DATA FOR THIS EXERCISE:
= Beginning of Section =
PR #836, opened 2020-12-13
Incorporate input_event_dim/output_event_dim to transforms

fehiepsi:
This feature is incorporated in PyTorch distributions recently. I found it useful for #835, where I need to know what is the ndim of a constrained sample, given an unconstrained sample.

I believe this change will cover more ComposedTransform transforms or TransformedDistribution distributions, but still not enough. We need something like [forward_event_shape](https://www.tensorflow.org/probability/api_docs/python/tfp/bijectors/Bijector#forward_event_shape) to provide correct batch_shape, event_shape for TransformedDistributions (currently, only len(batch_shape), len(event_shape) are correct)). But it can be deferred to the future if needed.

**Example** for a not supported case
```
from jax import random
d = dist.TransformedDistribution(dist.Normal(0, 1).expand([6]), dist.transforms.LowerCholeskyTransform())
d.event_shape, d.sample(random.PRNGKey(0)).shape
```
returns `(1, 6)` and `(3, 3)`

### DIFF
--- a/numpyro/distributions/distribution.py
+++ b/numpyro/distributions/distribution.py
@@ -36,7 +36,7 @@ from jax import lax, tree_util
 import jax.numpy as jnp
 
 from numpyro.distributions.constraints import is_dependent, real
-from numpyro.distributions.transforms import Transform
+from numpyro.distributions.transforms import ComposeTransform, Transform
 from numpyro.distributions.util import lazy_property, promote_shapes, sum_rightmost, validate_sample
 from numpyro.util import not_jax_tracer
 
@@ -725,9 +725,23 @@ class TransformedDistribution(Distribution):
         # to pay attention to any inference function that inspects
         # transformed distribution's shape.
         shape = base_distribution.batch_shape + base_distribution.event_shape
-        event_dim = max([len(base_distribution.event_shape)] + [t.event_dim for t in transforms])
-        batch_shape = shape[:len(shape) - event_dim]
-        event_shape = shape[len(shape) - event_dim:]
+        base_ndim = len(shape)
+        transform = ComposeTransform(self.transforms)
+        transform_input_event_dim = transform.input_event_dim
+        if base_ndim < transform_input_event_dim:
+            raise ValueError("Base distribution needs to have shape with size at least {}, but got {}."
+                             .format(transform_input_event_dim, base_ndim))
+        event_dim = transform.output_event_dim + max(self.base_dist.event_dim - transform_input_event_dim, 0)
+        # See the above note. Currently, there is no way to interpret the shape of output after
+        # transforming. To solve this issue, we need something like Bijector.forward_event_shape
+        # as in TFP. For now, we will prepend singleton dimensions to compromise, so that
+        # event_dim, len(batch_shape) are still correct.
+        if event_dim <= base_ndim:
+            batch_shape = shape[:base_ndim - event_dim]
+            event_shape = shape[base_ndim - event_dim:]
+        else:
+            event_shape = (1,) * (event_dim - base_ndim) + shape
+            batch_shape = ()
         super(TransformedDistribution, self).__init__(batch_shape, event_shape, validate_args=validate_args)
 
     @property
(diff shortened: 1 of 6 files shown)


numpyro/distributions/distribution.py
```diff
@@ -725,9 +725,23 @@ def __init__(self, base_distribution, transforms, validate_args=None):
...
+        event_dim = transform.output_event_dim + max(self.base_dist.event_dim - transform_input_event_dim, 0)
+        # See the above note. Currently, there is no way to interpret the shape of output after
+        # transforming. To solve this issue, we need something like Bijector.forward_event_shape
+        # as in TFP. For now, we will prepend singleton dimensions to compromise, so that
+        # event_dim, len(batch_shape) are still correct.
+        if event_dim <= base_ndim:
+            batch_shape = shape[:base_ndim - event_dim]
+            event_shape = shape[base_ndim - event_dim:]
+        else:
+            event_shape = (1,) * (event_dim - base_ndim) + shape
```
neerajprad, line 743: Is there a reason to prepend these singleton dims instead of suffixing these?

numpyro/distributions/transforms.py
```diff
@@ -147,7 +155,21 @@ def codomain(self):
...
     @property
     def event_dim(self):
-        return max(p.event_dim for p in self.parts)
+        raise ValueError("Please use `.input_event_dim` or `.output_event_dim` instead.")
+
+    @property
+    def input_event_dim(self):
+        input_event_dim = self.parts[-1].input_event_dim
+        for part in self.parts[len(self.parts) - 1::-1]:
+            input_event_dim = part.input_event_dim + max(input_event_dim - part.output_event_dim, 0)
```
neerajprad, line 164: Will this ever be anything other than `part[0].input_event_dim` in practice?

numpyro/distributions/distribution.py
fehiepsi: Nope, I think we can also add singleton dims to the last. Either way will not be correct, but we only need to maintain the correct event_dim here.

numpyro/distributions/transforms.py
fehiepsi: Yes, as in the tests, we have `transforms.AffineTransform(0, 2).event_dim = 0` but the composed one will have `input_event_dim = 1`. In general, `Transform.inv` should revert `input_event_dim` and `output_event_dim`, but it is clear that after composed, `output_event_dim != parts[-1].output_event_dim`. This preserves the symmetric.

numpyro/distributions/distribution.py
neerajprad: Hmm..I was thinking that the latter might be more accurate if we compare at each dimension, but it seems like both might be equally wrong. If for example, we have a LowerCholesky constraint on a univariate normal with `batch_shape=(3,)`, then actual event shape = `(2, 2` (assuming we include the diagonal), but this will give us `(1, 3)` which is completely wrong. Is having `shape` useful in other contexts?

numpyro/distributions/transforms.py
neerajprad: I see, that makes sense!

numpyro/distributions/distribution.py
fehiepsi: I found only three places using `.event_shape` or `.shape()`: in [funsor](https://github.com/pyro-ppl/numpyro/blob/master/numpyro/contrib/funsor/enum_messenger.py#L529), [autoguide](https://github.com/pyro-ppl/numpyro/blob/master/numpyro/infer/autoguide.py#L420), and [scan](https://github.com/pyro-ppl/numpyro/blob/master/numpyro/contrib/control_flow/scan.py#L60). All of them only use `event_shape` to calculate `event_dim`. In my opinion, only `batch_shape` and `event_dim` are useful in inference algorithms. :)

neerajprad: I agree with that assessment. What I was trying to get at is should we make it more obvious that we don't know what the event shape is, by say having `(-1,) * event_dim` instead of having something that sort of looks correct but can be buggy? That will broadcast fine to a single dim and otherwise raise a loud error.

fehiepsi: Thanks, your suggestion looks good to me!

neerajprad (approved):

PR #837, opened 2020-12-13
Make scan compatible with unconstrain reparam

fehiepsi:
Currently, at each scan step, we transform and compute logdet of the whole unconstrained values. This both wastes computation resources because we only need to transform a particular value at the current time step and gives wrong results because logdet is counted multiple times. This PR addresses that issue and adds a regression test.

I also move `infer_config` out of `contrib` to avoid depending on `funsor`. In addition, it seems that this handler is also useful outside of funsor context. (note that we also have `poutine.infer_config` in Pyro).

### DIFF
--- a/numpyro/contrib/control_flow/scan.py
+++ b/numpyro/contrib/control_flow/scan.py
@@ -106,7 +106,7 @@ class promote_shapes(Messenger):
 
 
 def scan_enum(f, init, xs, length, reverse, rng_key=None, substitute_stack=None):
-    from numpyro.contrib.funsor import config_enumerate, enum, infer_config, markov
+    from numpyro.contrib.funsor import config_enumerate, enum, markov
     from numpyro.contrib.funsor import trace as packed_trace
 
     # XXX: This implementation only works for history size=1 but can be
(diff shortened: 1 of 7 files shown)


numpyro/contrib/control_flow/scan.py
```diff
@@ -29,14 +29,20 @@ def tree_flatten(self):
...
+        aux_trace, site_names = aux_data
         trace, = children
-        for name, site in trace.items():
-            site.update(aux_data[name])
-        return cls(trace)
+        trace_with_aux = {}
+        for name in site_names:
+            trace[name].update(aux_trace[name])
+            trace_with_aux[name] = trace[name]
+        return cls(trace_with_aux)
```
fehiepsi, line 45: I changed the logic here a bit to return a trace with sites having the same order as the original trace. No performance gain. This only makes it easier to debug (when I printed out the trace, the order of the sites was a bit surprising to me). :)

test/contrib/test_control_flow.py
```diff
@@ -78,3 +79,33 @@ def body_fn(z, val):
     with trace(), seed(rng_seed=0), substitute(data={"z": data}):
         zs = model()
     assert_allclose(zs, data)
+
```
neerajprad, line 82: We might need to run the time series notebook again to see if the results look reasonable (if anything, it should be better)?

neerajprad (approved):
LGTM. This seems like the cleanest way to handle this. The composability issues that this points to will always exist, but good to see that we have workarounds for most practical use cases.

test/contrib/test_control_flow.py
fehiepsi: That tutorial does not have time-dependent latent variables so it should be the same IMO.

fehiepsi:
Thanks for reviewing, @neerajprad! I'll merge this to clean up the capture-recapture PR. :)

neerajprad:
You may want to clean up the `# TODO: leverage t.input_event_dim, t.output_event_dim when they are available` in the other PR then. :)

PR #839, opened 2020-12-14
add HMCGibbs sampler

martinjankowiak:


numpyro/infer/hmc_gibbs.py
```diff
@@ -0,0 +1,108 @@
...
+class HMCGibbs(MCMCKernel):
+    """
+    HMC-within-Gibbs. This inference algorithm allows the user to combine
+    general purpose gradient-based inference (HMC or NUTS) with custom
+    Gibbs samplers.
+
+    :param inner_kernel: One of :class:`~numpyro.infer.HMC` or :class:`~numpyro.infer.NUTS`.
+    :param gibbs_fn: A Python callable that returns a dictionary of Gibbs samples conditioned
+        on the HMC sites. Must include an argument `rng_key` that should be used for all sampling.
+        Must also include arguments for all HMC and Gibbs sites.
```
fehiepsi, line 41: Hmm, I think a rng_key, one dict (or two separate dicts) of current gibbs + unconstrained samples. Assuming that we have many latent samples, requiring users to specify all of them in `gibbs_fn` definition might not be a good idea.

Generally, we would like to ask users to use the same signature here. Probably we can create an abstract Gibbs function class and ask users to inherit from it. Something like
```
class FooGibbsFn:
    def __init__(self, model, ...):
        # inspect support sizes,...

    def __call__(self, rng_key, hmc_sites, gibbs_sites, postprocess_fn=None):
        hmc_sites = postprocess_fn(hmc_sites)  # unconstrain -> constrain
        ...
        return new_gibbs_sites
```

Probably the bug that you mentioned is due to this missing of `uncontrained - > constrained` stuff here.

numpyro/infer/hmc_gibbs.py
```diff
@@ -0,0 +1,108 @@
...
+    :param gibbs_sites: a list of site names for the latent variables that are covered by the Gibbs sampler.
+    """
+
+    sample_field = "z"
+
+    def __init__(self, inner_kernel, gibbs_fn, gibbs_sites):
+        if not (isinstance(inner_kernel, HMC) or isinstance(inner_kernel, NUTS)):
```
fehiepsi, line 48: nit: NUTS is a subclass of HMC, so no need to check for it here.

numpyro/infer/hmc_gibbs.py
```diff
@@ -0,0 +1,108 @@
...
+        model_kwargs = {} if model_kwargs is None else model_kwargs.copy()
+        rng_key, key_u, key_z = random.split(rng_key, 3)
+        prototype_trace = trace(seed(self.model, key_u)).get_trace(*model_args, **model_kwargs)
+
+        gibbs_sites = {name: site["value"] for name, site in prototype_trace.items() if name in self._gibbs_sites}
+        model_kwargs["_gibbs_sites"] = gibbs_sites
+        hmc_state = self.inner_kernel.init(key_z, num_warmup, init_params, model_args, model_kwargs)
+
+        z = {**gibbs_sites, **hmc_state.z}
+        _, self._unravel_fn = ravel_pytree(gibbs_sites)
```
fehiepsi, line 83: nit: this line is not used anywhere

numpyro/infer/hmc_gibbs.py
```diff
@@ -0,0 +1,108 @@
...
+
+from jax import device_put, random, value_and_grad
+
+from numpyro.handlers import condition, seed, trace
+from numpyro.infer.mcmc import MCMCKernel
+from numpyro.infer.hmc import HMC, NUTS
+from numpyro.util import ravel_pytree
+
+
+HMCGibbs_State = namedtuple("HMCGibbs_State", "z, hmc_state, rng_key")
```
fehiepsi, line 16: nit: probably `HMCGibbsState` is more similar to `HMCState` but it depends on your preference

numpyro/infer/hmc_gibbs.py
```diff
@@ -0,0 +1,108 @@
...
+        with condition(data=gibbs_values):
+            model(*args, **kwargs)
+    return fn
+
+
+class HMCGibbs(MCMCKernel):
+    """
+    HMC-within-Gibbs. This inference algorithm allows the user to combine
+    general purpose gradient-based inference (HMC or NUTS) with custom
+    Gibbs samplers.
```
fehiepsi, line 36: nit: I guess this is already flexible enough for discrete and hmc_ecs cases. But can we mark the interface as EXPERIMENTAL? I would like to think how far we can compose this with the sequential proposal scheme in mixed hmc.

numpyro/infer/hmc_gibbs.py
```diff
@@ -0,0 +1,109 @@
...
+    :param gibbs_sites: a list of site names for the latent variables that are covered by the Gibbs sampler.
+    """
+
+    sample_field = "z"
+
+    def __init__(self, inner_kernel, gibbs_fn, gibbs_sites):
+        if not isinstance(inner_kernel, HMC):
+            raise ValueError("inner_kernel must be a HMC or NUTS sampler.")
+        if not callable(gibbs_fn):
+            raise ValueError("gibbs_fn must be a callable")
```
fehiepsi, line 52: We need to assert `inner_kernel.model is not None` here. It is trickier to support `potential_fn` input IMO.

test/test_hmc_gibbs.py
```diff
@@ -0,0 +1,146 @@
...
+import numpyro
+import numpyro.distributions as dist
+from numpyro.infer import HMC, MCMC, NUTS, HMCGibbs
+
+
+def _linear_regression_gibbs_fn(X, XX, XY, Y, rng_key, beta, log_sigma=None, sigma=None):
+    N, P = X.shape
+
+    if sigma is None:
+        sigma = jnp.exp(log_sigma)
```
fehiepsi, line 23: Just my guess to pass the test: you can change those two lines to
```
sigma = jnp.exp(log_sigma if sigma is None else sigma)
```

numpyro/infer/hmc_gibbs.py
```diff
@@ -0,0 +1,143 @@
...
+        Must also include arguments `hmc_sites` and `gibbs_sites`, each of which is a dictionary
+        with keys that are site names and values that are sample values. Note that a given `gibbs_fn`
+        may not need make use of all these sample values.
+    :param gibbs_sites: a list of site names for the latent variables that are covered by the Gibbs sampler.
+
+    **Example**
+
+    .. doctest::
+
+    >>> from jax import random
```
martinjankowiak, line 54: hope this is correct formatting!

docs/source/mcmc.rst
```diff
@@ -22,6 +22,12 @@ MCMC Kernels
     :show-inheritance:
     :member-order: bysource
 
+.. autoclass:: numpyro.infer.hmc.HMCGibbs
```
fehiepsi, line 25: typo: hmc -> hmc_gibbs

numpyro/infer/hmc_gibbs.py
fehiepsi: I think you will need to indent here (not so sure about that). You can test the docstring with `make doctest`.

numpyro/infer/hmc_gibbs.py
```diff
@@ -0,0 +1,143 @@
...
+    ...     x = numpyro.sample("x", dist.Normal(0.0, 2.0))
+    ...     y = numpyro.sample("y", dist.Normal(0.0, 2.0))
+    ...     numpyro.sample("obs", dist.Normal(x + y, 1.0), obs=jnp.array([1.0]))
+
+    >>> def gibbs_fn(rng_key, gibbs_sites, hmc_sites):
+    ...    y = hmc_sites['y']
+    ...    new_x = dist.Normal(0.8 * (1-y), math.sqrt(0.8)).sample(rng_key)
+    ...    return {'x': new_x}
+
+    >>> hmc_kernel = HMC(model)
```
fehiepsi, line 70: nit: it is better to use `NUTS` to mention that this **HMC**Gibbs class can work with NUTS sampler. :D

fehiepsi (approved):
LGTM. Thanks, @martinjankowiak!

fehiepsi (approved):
= End of Section =
YOUR INSTRUCTIONS:
Copy out all the lines of the records that include "doctest".

RESULT OF THE TASK:
+    .. doctest::
fehiepsi: I think you will need to indent here (not so sure about that). You can test the docstring with `make doctest`.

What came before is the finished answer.